Industrial robot in a fenced cell performing surface finishing on a row of identical metal parts mounted on rails for automated handling.

A GMR robot performs surface-finishing operations on a series of identical metal assemblies. The system is mounted on rails for sequential processing and consistent treatment across multiple faces, with no need for manual repositioning.

MMS: What does success look like for GrayMatter in the next five years — specifically in metalworking?

Gupta: We want to be the tool of choice for a wide range of metal industries. We’re expanding into cutting and light machining as well. Broad adoption and acceptance of our technology — that’s the goal.
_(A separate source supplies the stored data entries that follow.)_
PR #2272, opened 2026-08-01
fix(device): use HasPrefix and TrimPrefix in DelQuota

### LINKED ISSUE #2271: bug(quota): DelQuota uses length check instead of HasPrefix matching AddQuota
**What happened**:

While reviewing the QuotaManager logic in pkg/device/quota.go, I noticed an asymmetry between AddQuota and DelQuota when parsing resource quota keys.

In AddQuota, we explicitly check if a ResourceQuota key starts with "limits." before trimming it:

```go
if !strings.HasPrefix(idx.String(), "limits.") {
    continue
}
dn := strings.TrimPrefix(idx.String(), "limits.")
```

However, in DelQuota, instead of checking the prefix, it only checks if the key length is greater than len("limits.") (7 characters) and blindly slices off the first 7 characters:

```go
if len(idx.String()) <= len("limits.") {
    continue
}
dn := idx.String()[len("limits."):]
```

Because of this length-only check, any non-limits. key longer than 7 characters (say custom annotations or non-limit keys) will pass the check and get sliced by offset 7. If the remaining string happens to match a managed resource name (for instance 0123456nvidia.com/gpumem), DelQuota will match IsManagedQuota(dn) as true and reset quotaInfo.Limit = 0, unexpectedly corrupting the active GPU quota limits in that namespace.

DelQuota should use strings.HasPrefix and strings.TrimPrefix to mirror AddQuota, safely ignoring any quota keys that don't start with "limits." without corrupting namespace quota limits.

1. Create a ResourceQuota with a valid limit (e.g. limits.nvidia.com/gpumem: "10000"). AddQuota sets nvidia.com/gpumem limit to 10000.
2. Update or delete a ResourceQuota containing a key longer than 7 characters whose suffix after 7 characters equals a managed resource name (e.g., 0123456nvidia.com/gpumem).
3. DelQuota runs: len("0123456nvidia.com/gpumem") > 7 passes, slices [7:] to "nvidia.com/gpumem", matches IsManagedQuota, and resets quotaInfo.Limit = 0.

I can open a quick PR to fix this along with a unit test!

**Environment**:
- HAMi version: master branch (current pkg/device/quota.go)
- Others: Code logic bug in QuotaManager (pkg/device/quota.go)

SK8-infi:
**What type of PR is this?**
/kind bug

Fixes an issue in `QuotaManager.DelQuota` where resource quota keys were not validated for the "limits." prefix before slicing.

Previously, DelQuota only checked if the key length was greater than len("limits.") (7 characters) and sliced the first 7 characters. As a result, any non-limits. key longer than 7 characters whose suffix after 7 matched a managed resource (e.g., 0123456nvidia.com/gpumem) would pass IsManagedQuota and reset quotaInfo.Limit = 0, unexpectedly corrupting namespace quota limits.

This PR updates DelQuota to use strings.HasPrefix(idx.String(), "limits.") and strings.TrimPrefix(idx.String(), "limits.") to be the same as AddQuota, ensuring non-limits. keys are safely ignored.

Fixes #2271

This would be me first time contributing to HAMI. If anything is out of order or I made some mistake do let me know. Thanks.

NA

## Summary by CodeRabbit

* **Bug Fixes**
  * Improved validation when removing device quota resources, preventing incorrectly formatted quota names from being processed.
  * Fixed an issue where removing quotas containing only unrelated resources could reset existing managed limits.
  * Existing managed memory limits now remain unchanged when unrelated quota resources are removed.

### DIFF
--- a/pkg/device/quota.go
+++ b/pkg/device/quota.go
@@ -228,10 +228,10 @@ func (q *QuotaManager) DelQuota(quota *corev1.ResourceQuota) {
 	for idx, val := range quota.Spec.Hard {
 		value, ok := val.AsInt64()
 		if ok {
-			if len(idx.String()) <= len("limits.") {
+			if !strings.HasPrefix(idx.String(), "limits.") {
 				continue
 			}
-			dn := idx.String()[len("limits."):]
+			dn := strings.TrimPrefix(idx.String(), "limits.")
 			if !IsManagedQuota(dn) {
 				continue
 			}
--- a/pkg/device/quota_test.go
+++ b/pkg/device/quota_test.go
@@ -252,3 +252,33 @@ func TestAddQuotaAndDelQuota(t *testing.T) {
 		t.Errorf("DelQuota: expected core limit 0, got %d", (*qm.Quotas[ns])[coreName].Limit)
 	}
 }
+
+func TestDelQuotaNonLimitsKey(t *testing.T) {
+	initTest()
+	qm := NewQuotaManager()
+	ns := "testns"
+	memName := "nvidia.com/gpumem"
+	coreName := "nvidia.com/gpucore"
+
+	rq := &corev1.ResourceQuota{}
+	rq.Namespace = ns
+	rq.Spec.Hard = corev1.ResourceList{
+		corev1.ResourceName("limits." + memName):  *resource.NewQuantity(100, resource.DecimalSI),
+		corev1.ResourceName("limits." + coreName): *resource.NewQuantity(10, resource.DecimalSI),
+	}
+	qm.AddQuota(rq)
+
+	// Quota with non-limits keys (including 7-character prefix key).
+	unrelatedQuota := &corev1.ResourceQuota{}
+	unrelatedQuota.Namespace = ns
+	unrelatedQuota.Spec.Hard = corev1.ResourceList{
+		corev1.ResourceName("requests." + memName): *resource.NewQuantity(50, resource.DecimalSI),
+		corev1.ResourceName("0123456" + memName):   *resource.NewQuantity(50, resource.DecimalSI),
+	}
+
+	// DelQuota on non-limits keys should NOT reset active quota limits.
+	qm.DelQuota(unrelatedQuota)
+	if (*qm.Quotas[ns])[memName].Limit != 100 {
+		t.Errorf("DelQuota: expected memory limit 100 after deleting non-limits quota, got %d", (*qm.Quotas[ns])[memName].Limit)
+	}
+}


Eshiv-Pandey (commented):
i mean i dont see a functional behavior change here.` IsManagedQuota()` already appears to reject any malformed dn produced by the previous logic.
can you share a case where the old implementation behaved incorrectly? otherwise this seems more like a clean code kinda change than a bug fix

SK8-infi:
> i mean i dont see a functional behavior change here.` IsManagedQuota()` already appears to reject any malformed dn produced by the previous logic. can you share a case where the old implementation behaved incorrectly? otherwise this seems more like a clean code kinda change than a bug fix

@Eshiv-Pandey 

If a key has a 7 char prefix before the resource name (thake this for ex... custom.nvidia.com/gpumem), stripping offset [7:] leaves the exact valid resource name (---> nvidia.com/gpumem). IsManagedQuota accepts it and accidentally wipes out the active quota limit for that namespace.
HasPrefix ensures keys without limits. are safely ignored.

Kind of maybe considered a very remote edge case but still better to be safe...do let me know if I am overlooking something.

Eshiv-Pandey:
makes sense. lgtm

pkg/device/quota.go
```diff
@@ -228,10 +228,10 @@ func (q *QuotaManager) DelQuota(quota *corev1.ResourceQuota) {
 	for idx, val := range quota.Spec.Hard {
 		value, ok := val.AsInt64()
 		if ok {
-			if len(idx.String()) <= len("limits.") {
+			if !strings.HasPrefix(idx.String(), "limits.") {
 				continue
 			}
-			dn := idx.String()[len("limits."):]
+			dn := strings.TrimPrefix(idx.String(), "limits.")
```
mesutoezdil, line 234: pls add a small case to quota_test.go showing a non limits key is ignored by DelQuota so this cant regress

mesutoezdil (commented):
heads up, #2172 also touches quota.go and quota_test.go so watch for conflicts.

pkg/device/quota.go
SK8-infi: Added in recent commit

SK8-infi:
> heads up, #2172 also touches quota.go and quota_test.go so watch for conflicts.
> 
> no ai assistance disclosure is present. if any ai tool was used, it must be disclosed per CONTRIBUTING.md: https://github.com/Project-HAMi/HAMi/blob/master/CONTRIBUTING.md#ai-assistance-notice

#2172 seems to be closed for now....so ig we are good to go
Added the regression test

image

As for ai tool, will keep in mind to disclose prior next time. But was not used in this one due to minor fix.

DSFans2014 (commented):
/lgtm

archlitchi:
please fix the go-lint

SK8-infi:
@archlitchi fixed the linting issue. Will take care from now on...

mesutoezdil:
> @archlitchi fixed the linting issue. Will take care from now on...

for future: pls refrain from force pushing once you have started getting reviews, it makes it much harder to tell what has changed from review to review.

SK8-infi:
> > @archlitchi fixed the linting issue. Will take care from now on...
> 
> for future: pls refrain from force pushing once you have started getting reviews, it makes it much harder to tell what has changed from review to review.

Okay sure. there was this one project I was working with..they say to keep one commit. So got confused

Shouren (approved):
/lgtm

MMS: Do you see a broader role for AI in subtractive manufacturing beyond grinding?

Gupta: Absolutely. Robots are becoming more rigid, so machining is a growing area. AI can play a huge role in quality control, especially with enhanced sensors — detecting defects upstream and downstream. Eventually, AI will even help design new cutting tools using generative models.

MMS: Last question. How do you respond to skeptics who say robotic grinding will never match the precision of, say, a double-disc grinder?

Gupta: First, we try to understand where the skepticism comes from. Often it’s about sensing — surface finish, in-situ feedback or dimensional accuracy. In many cases, the technology can match human performance, but the cost of integrating advanced sensing may be too high for certain applications.

There are three categories: tasks where robots perform competitively at a good price point, tasks that require better sensing than what we have today, and tasks where we could match performance, but not cost-effectively. With rational discussion, most people see that it depends on the use case — and that the technology is advancing quickly.